Stored data entries
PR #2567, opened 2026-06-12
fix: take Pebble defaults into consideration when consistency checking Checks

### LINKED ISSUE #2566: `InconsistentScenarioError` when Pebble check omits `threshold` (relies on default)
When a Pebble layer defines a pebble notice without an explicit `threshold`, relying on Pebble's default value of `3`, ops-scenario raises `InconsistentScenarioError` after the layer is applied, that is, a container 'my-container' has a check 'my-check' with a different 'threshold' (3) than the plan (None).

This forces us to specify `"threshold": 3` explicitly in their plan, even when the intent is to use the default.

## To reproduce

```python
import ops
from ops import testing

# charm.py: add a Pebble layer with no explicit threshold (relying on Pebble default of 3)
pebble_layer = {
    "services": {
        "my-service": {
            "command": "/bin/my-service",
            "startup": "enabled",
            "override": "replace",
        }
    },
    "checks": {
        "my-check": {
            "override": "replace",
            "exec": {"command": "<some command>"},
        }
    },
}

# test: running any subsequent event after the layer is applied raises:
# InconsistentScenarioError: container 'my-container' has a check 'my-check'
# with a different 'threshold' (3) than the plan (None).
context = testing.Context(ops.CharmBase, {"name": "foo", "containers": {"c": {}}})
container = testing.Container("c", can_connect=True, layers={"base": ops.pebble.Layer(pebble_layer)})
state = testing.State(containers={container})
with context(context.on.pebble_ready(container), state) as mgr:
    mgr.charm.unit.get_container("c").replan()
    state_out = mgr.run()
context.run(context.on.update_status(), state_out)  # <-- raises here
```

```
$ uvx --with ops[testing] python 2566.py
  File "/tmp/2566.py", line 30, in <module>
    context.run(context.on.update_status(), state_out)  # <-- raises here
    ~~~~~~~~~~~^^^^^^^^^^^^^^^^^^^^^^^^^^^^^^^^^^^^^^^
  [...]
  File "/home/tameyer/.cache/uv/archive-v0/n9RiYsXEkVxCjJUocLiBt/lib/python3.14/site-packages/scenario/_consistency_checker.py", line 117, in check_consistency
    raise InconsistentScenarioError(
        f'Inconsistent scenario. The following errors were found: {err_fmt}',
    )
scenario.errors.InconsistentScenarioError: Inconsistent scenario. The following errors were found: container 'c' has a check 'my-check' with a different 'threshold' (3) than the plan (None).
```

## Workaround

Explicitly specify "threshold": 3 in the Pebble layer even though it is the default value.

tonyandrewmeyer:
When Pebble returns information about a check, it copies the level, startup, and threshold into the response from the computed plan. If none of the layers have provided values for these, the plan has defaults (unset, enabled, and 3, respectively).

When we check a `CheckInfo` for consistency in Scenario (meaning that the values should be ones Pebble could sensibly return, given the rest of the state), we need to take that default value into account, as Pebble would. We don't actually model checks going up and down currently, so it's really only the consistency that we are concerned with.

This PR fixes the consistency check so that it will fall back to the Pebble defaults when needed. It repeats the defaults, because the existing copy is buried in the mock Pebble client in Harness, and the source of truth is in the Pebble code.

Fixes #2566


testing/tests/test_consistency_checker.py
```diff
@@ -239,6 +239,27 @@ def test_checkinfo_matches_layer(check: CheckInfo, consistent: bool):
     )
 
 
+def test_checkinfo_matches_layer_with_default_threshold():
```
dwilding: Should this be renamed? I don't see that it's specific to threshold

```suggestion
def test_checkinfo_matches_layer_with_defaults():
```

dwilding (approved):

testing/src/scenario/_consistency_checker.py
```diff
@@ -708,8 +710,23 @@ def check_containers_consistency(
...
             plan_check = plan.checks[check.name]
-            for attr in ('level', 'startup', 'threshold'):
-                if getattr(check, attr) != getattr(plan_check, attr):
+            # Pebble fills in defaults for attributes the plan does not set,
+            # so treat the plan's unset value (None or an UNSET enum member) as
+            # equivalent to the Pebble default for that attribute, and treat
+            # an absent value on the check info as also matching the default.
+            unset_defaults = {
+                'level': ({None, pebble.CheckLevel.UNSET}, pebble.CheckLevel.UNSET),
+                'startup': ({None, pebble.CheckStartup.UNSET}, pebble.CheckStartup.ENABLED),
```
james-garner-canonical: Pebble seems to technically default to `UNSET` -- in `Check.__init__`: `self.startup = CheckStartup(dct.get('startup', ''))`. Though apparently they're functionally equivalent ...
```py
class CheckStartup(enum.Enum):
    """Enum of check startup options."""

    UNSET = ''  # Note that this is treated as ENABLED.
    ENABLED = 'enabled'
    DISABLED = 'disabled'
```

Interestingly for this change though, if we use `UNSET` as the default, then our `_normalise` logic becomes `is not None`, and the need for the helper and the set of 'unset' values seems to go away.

◆ PROBLEM STATEMENT ◆
Filter the entries above down to the lines that contain the word "relying".

◆ RESULT OF THIS EXERCISE ◆
When a Pebble layer defines a pebble notice without an explicit `threshold`, relying on Pebble's default value of `3`, ops-scenario raises `InconsistentScenarioError` after the layer is applied, that is, a container 'my-container' has a check 'my-check' with a different 'threshold' (3) than the plan (None).
# charm.py: add a Pebble layer with no explicit threshold (relying on Pebble default of 3)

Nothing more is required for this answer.